Registered users can unlock up to five pieces of premium content each month.
Lenovo Introduces Flagship Edge Server as Part of the TruScale Edge and AI Portfolio |
NEWS |
The new edge-optimized flagship server ThinkEdge SE455 V3 is powered by AMD’s 8004 EPYC Processor that brings 4th Generation Zen4c processor technology to the edge. The processor enables more cores in a smaller footprint, resulting in high energy efficiency and performance. The ThinkEdge SE455 V3 edge server also works in rugged environments, with NEBS Level 3 certification for operations under harsh conditions.

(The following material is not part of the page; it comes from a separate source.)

PR #174, opened 2021-03-14
[NFC] Add a comment why only 1D iterators are supported

bernhardmgruber:


bussmann:
One could always map a higher dimensional iterator to 1D.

The introduction of an as-a-Service consumption model indicates a demand for a subscription-based pay-per-use model when it comes to deploying edge Artificial Intelligence (AI), which fits the requirements of organizations that have limited resources and funding for edge AI deployments or are looking to build use cases/pilot projects. Increasingly, infrastructure vendors are offering subscription-based offerings as organizations look for support from vendors that can help design, manage, and support edge deployments, leaving organizations to focus on core business initiatives.

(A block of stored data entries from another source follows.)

PR #224, opened 2021-05-03
Add SoA <-> AoSoA viewcopy and improve plot

bernhardmgruber:
* plot throughput instead of runtime
* extend `aosoa_copy` to also support SoA
* repeat copy a few times to reduce noise
* fix using the wrong OpenMP API to retrieve the thread count
* add title to plot with hostname and total copied size

### DIFF
--- a/examples/viewcopy/viewcopy.cpp
+++ b/examples/viewcopy/viewcopy.cpp
@@ -380,7 +380,7 @@ inline constexpr auto is_AoSoA<llama::mapping::AoSoA<AD, RD, L>> = true;
 auto main() -> int
 try
 {
-    const auto numThreads = static_cast<std::size_t>(omp_get_num_threads());
+    const auto numThreads = static_cast<std::size_t>(omp_get_max_threads());
     std::cout << "Threads: " << numThreads << "\n";
 
     const auto arrayDims = llama::ArrayDims{1024, 1024, 16};
--- a/examples/viewcopy/viewcopy.cpp
+++ b/examples/viewcopy/viewcopy.cpp
@@ -10,6 +10,8 @@
 #include <omp.h>
 #include <string_view>
 
+constexpr auto REPETITIONS = 5;
+
 // clang-format off
 namespace tag
 {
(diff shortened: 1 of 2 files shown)


bernhardmgruber:
image

The results are quite surprising, because the parallel `naive_copy` is performing far better than expected. It also has zero LLC misses, so the hardware seems to understand it pretty well.
The parallel `aosoa_copy` versions are pretty strong, as expected.
But what is really surprising is that parallel `naive_copy` and `aosoa_copy` both outperform a parallel `memcpy` in several benchmarks. So we added a hand-rolled `memcopy_G` from @amadio which is tuned for larger block sizes.

examples/viewcopy/viewcopy.cpp
```diff
@@ -96,6 +102,62 @@ void std_copy(
     std::copy(srcView.begin(), srcView.end(), dstView.begin());
 }
 
+// see: https://stackoverflow.com/posts/30386256/revisions
```
amadio:
```suggestion
// see: https://stackoverflow.com/a/30386256/1034717
```

examples/viewcopy/viewcopy.cpp
```diff
@@ -96,6 +102,62 @@ void std_copy(
...
+void* memcpy_Guilherme(void* dest, const void* src, size_t n)
```
amadio: Maybe just call this `memcpy_avx`...

bernhardmgruber: Ok!

examples/viewcopy/viewcopy.cpp
bernhardmgruber: Thx!

examples/viewcopy/viewcopy.cpp
```diff
@@ -96,7 +102,59 @@ void std_copy(
...
+        assert(header_bytes < 32);
+
+        memcpy(d, s, std::min(header_bytes, n));
+
+        d = reinterpret_cast<char*>(ALIGN(reinterpret_cast<uintptr_t>(d), 32));
+        s = reinterpret_cast<char*>(ALIGN(reinterpret_cast<uintptr_t>(s), 32));
+        n -= std::min(header_bytes, n);
+    }
+
+    constexpr auto unrollFactor = 8;
```
bernhardmgruber, line 130: I did some experiments with the unroll factor:
with unroll 16:
```
memcpy_avx2 1.18689 s   7.37223GiB/s  
memcpy_avx2(p) 0.737673 s       11.8616GiB/s  
```
with unroll 8:
```
memcpy_avx2 1.18048 s   7.41226GiB/s      
memcpy_avx2(p) 0.701376 s       12.4755GiB/s   
```
with unroll 4:
```
memcpy_avx2 1.18842 s   7.36272GiB/s     
memcpy_avx2(p) 0.762377 s       11.4773GiB/s   
```
with unroll 2:
```
memcpy_avx2 1.21957 s   7.17467GiB/s
memcpy_avx2(p) 0.748464 s       11.6906GiB/s
```
handwritten version equivalent to unroll 2:
```
memcpy_avx2 1.20118 s   7.28448GiB/s 
memcpy_avx2(p) 0.736476 s       11.8809GiB/s        
```
It seems an unroll factor of 8 works quite ok. But all of this is probably very architecture specific.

The introduction of TruScale for the edge and AI follows the announcement from Lenovo on its intent to double down on innovation investments, including an additional US$1 billion over 3 years to accelerate AI deployments worldwide, including AI devices, infrastructure, and software.
Edge AI-as-a-Service Deployment Model Helps Lower Entry Barrier |
IMPACT |
Distributed intelligence, or edge AI, allows organizations to process and analyze data collected at gateway servers or Internet of Things (IoT) devices deployed at the edge of the network, reducing the need for data to travel between devices at the edge and a public/private cloud. By eliminating the need for data transfer to a centralized cloud, time-sensitive applications that require real-time performance such as autonomous vehicles or Automated Guided Vehicles (AGVs) can respond to dynamic changes in the environment, ensure high safety levels, and provide higher performance efficiency and adaptability.
Technology providers recognize the potential of distributed intelligence, with many offering edge AI solutions. Increasingly, ABI Research is seeing the introduction of Edge AI-as-a-Service types of deployment model. Infrastructure vendors such as Dell Technologies with APEX and HPE with GreenLake are all offering pay-per-use solutions, targeted to help organizations that are looking to start deploying edge AI solutions without investing heavily upfront. This will lower the entry barrier for edge AI deployments, and ultimately accelerate the growth of edge AI.
The introduction of Edge AI-as-a-Service will have a significant impact on galvanizing the acceleration of edge AI use cases. Beyond lowering initial Capital Expenditure (CAPEX), organizations deploying Edge AI-as-a-Service can scale AI capabilities up or down based on varying workloads and business needs. Another benefit of consuming Edge AI-as-a Service is lowering technology management complexity. Organizations can focus on executing information obtained from their edge AI deployment and leave the development and management of their edge AI environment to technology providers.
Lenovo’s announcement on TruScale edge and AI services allows organizations to facilitate faster deployment of edge AI solutions. This is crucial for industries such as retail, where retailers are looking at developing edge AI solutions for inventory management, customer insights and personalization, in-store customer traffic, and checkout automation to increase customer experience and gain a competitive advantage.
Hybrid/Multi-Cloud and Edge-to-Cloud Orchestration Key for Edge AI |
RECOMMENDATIONS |
Moving forward, ABI Research expects Lenovo to continue adding more edge solutions as part of its TruScale portfolio, further democratizing and simplifying AI deployments by providing organizations with access to 150+ turnkey AI solutions, deployed through an as-a-Service model.
Potential use cases for Edge AI-as-a-Service would include organizations that deploy many smart IoT devices in their environment. An example would be mining, which uses cameras, sensor tracking, and drones for daily mining activities. Deploying Edge AI-as-a-Service here will help mining companies focus on core mining operations and leave technology management to the technology providers.
Another example would be a process manufacturing plant, with edge AI enabling plant engineers to have a better understanding of production levels through data analytics. An Edge AI-as-a-Service accelerated server will be able to leverage AI/Machine Learning (ML) tools to handle the heavy AI inferencing workload without the need to transfer data collected at the edge to a centralized data center or public cloud.
As the demand for hybrid/multi-cloud and edge-to-cloud orchestration intensifies, Edge AI-as-a-Service will continue to be an important strategy in any organization's digital transformation journey. Traditional infrastructure providers will continue to transform their business from hardware to providing services. As these infrastructure providers shift to offering pay-per-use models, organizations will need to also be aware of the implications of deploying as-a-Service solutions. Details such as usage metrics, pricing structure, contract terms, and data privacy will need to be scrutinized to avoid future complications.